2. Why Use It (Core Value)
Standard PL/SQL:
- Loads everything into memory → Returns all at once. not fit for Bakend Server.
- Result: Slow performance and high memory consumption.
Pipelined:
- Returns lines immediately using PIPE ROW.
- Result: Memory savings + Fast processing (especially for large datasets).
3. Basic Structure
This is a very simplified form. While more sophisticated implementations shouldn’t be structured exactly like this, here is a basic example:
1
2
3
4
5
6
7
8
9
10
11
12
13
14
15
16
17
18
19
20
CREATE OR REPLACE TYPE t_row AS OBJECT (
col1 NUMBER,
col2 VARCHAR2(100)
);
/
CREATE OR REPLACE TYPE t_table AS TABLE OF t_row;
/
CREATE OR REPLACE FUNCTION fn_pipe
RETURN t_table PIPELINED
IS
BEGIN
FOR r IN (SELECT * FROM some_table) LOOP
PIPE ROW(t_row(r.col1, r.col2));
END LOOP;
RETURN;
END;
/
4. Execution
1
SELECT * FROM TABLE(fn_pipe());
Pipelined Table Function Style of Big Data Analysis Enabler
BDAE also utilizes the Pipelined Table Function. However, it uses a form with many arguments, as analytics is rarely simple. The first cursor represents the source data, while the second cursor contains reference data or various arguments for Python/R. The output is explicitly specified, and the SQL statement is completed with the Python or R module name and the starting function name to be called.

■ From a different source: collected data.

PR #175, opened 2015-07-30
WebStorm documentation

mikegrima:
Replaced Dart editor documentation with WebStorm documentation, as Dart Editor is deprecated.


monkeysecurity:
Looks good.

- Please resubmit PR against develop branch.
- Please correct the link from dartlang.org/download to dartlang.org/downloads, or simply put the brew commands inline.

PR #177, opened 2015-07-30
Add SQS Auditor to look for unrestricted access and cross-account access

DenverJ:
This covers the three basic scenarios:
* Everybody access - *
* Cross account access (document created by 'add a permission' in the console)
* Queue subscribed to SNS Topic (via console)

Let me know if there is any other common uses that I should look for in the policy.

### DIFF
--- a/security_monkey/auditors/sqs.py
+++ b/security_monkey/auditors/sqs.py
@@ -24,7 +24,6 @@ from security_monkey.auditor import Auditor
 from security_monkey.watchers.sqs import SQS
 from security_monkey.exceptions import InvalidARN
 from security_monkey.exceptions import InvalidSourceOwner
-from security_monkey.datastore import Account
 
 import re
 
@@ -37,7 +36,7 @@ class SQSAuditor(Auditor):
     def __init__(self, accounts=None, debug=False):
         super(SQSAuditor, self).__init__(accounts=accounts, debug=debug)
 
-    def check_sqstopicpolicy_crossaccount(self, sqsitem):
+    def check_sqsqueue_crossaccount(self, sqsitem):
         """
         alert on cross account access
         """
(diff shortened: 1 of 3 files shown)


monkeysecurity:
Looks great.  Testing now.

security_monkey/auditors/sqs.py
```diff
@@ -0,0 +1,107 @@
...
+            account_number = ''
+            princ = statement.get("Principal", {})
+            if isinstance(princ, dict):
+                princ_aws = princ.get("AWS", "error")
+            else:
+                princ_aws = princ
+            if princ_aws == "*":
+                topic_arn = statement.get("Condition", {}) \
+                    .get("ArnEquals", {}) \
+                    .get("AWS:SourceArn", None)
```
monkeysecurity: The "AWS" can also be lowercase here and still be valid. `"aws:SourceArn"`

security_monkey/auditors/sqs.py
```diff
@@ -0,0 +1,107 @@
...
+                        account_numbers.append(str(princ_aws))
+                    except:
+                        raise InvalidSourceOwner(princ_aws)
+
+            for account_number in account_numbers:
+                self._check_account(account_number, sqsitem, 'policy')
+                
+    def _check_account(self, account_number, sqsitem, source):
+        account = Account.query.filter(Account.number == account_number).first()
+        account_name = None
```
monkeysecurity: `SRC [None] DST [test]. Location: policy`

I'd prefer if that would show the account number of the unknown account instead of None.  Could also condense a few lines into one:

account_name = account.name if account else account_number

monkeysecurity:
Let me know your thoughts on the two notes I added above.

DenverJ:
Thanks for the feedback. I wasn't aware that the policy conditions were case insensitive. We should probably do a similar check in the SNS auditor given that is where I copied most of this code from :)

DenverJ:
I realised that a lot of the checks I intend to write involve checking cross-account access so I have moved the check into a common location into the base Auditor class. Let me know if there is somewhere else you would prefer it to live.

monkeysecurity:
The Principal could also be an ARN to an IAM Role or some other IAM Object:

    "Principal": {
        "AWS": "arn:aws:iam::000000000000:role/MySQSRole"
    }

This should parse the account number out of that ARN before calling `_check_cross_account(...)`.

I've found another issue where old issues aren't being removed and am investigating that now.

monkeysecurity:
An SQS policy where { 'Principal': { 'AWS': '*' } } must also have a {'Condition': {'ArnEquals': { 'AWS:SourceArn': '<ACCOUNT_NUMBER>' } } } or it is open to the world. In this case, anyone is allowed to perform this action(s): SQS:SendMessage

That isn't entirely accurate.  The value could be an ARN, instead of an account number.

    "Condition": {
        "ArnEquals": {
          "aws:SourceArn": "arn:aws:sns:us-east-1:000000000:blahblah"
        }
      },

DenverJ:
I have fixed my issue notes as per your last comment. I'm not sure about your point about the principal able to be an ARN though. Are you sure that is correct? Do you have an example policy I can test with? When I try to change the principal on a test queue to "AWS": "arn:aws:iam::111122223333:role/MySQSRole" I get a 400 error and according to http://docs.aws.amazon.com/AWSSimpleQueueService/latest/SQSDeveloperGuide/UsingIAM.html it says "In addition to specifying which AWS Accounts have access to the queue, you can specify which Users in your own AWS Account have access to the queue. **The Users can't be in another AWS Account.**"

monkeysecurity:
So I've modified the code a little bit:

            if princ_aws == "*":
                condition = statement.get('Condition', {})
                condition_subsection\
                    = condition.get('ArnEquals', {}) or \
                      condition.get('StringLike', {}) or \
                      condition.get('StringEquals', {})

                # aws:sourcearn can be found with in lowercase or camelcase or other cases...
                topic_arn = next((v for k,v in
                                  condition_subsection.items()
                                  if k.lower() == 'aws:sourcearn'), None)

Turns out there are a lot of auto-generated sqs policies that don't use ArnEquals.  StringLike and StringEquals feels a little awkward to me, but I think boto creates those policies with some call that links SNS to SQS.

Thanks for the PR.  The SQS auditor is turning out to be more interesting than I had anticipated.

PR #181, opened 2015-08-12
Remove static secrets

cbarrac:
Use currently implemented random value generation technique to create random Salt and Secret_Key


monkeysecurity:
This script hasn't been touched in a while.  I'm glad @cbarrac is updating it now.

PR #189, opened 2015-08-24
Fix salt paste error

cbarrac:
Sorry - copy-paste error in original pull request. This fixes the variable name for the salt.


cbarrac:
Wrong target branch

PR #191, opened 2015-08-24
Fix variable name for default email sender

cbarrac:
Variable for sender email didn't match variable used in utils.py, line 93


monkeysecurity:
This is some weird thing between FlaskMail and FlaskSecurity. I've seen docs show it both ways :(.

PR #196, opened 2015-08-26
Incorrect reference to team_emails, should be self.team_emails

bunjiboys:


monkeysecurity:
I believe I just fixed this in 

https://github.com/Netflix/security_monkey/commit/af47059b0dfc1499a39f389a35a57cc9dafe14e8

PR #210, opened 2015-09-18
Fix missing version line

nathan-v:
Fix missing version line in SecurityMonkeyReadOnly policy. Without this line AWS will reject the policy as not being a recent-enough version.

It can be called just like a standard SQL statement.
1
2
3
4
5
6
7
8
9
10
11
12
13
14
15
SELECT * /*+ parallel(20) */
FROM TABLE (apGroupEvalParallel (
cursor (
SELECT *
FROM TRACE_DATA
WHERE EQP_ID = 'EPS001'
AND LOT_ID = 'LOT001'
AND ETC = '...'
),
cursor(SELECT * FROM GOLDEN_EQUIPMENT ...),
'SELECT CAST(''A'' AS VARCHAR2(40)) PARAMETER_ID,
1.0 SIMILARITY FROM DUAL',
'EQP_ID, LOT_ID, ....',
'DefectUtil:FastDTW');
The results are displayed as follows:
| PARAMETER_ID | SIMILARITY |
|---|---|
| RF_POWER_1 | 2.23 |
| O2_PUMP_1 | 0.5 |
| Ch1_TEMP_1 | 2.1 |
| ……… | …… |
| ……… | …… |
SmartFactory Area
Moving massive amounts of data for real-time inference? To prevent this, performing inference immediately within the Oracle In-Database using Python is highly effective. It is my personal philosophy, but it is a fact.
The reason for creating the Big Data Analysis Enabler was to perform immediate defect analysis in environments where Oracle Database must be used, which requires minimizing data movement. While model training can occur on other systems, it is desirable for the model inference to take place within the production system.
Example: Anomaly Detection
If you were to perform simple anomaly detection based on variations in equipment parameter dispersion, it could be done as follows:
To achieve this, especially with large-scale data in real-time, one would typically run multiple queries to bring data to an analysis server, calculate descriptive statistics, and detect outliers according to defined Spec Rules. BDAE solves this with a single SQL statement.
1
2
3
4
5
6
7
8
9
10
11
12
SELECT *
FROM TABLE(apGroupEvalParallel(
CURSOR(
SELECT ...
FROM FDC_TRACE
),
NULL,
'ANOMALY_VIEW',
'EQP_ID,UNIT_ID,...',
'AnomalyDetection:v1'
));
The return from Python’s Pandas matches the schema specified by ANOMALY_VIEW, eliminating the need to create a physical table. Since the SELECT .. FROM DUAL part can become lengthy, an explicit VIEW is simply created and used.
Because Pandas can handle CLOB, BLOB, and various column types, all information—including charts—can be included.